Below are some records. How many of their lines contain the string "tests"? Answer with the number alone.

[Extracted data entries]
-*-

PR #1971, opened 2026-03-12
fix(tests): make SourceListViewTest.test_ordering deterministic

### LINKED ISSUE #1970: Flaky test: SourceListViewTest.test_ordering fails intermittently on 'Order by country' subtest
The test `main_app.tests.test_views.test_source.SourceListViewTest.test_ordering` fails intermittently on the **"Order by country"** subtest. I ran the tests 100 times against the `develop` branch, and it failed 4/100 times. I discovered this in PR #1969. 

### Cause

The test creates sources with randomized fake data, including a deliberate duplicate country (lines 1333–1337). It then compares the order produced by Python's `sorted()` against the order returned by Django's `order_by` queryset.

When multiple sources share the same country, the siglum field becomes the tiebreaker. The Python sort key and the Django `order_by` handle siglum differently for private collectors:

- **Django** (`order_by`): always sorts by the raw `holding_institution__siglum` value from the database, unconditionally.
- **Python** (`sorted()` in the test): substitutes `""` for the siglum when `is_private_collector` is `True`.

This means that whenever a private collector happens to share a country with another source (which the randomized test data can produce), the two orderings disagree on where that source should appear, causing the assertion to fail.

liampond:
Fixes #1970

## Summary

-*-

RESPONSE BOX
2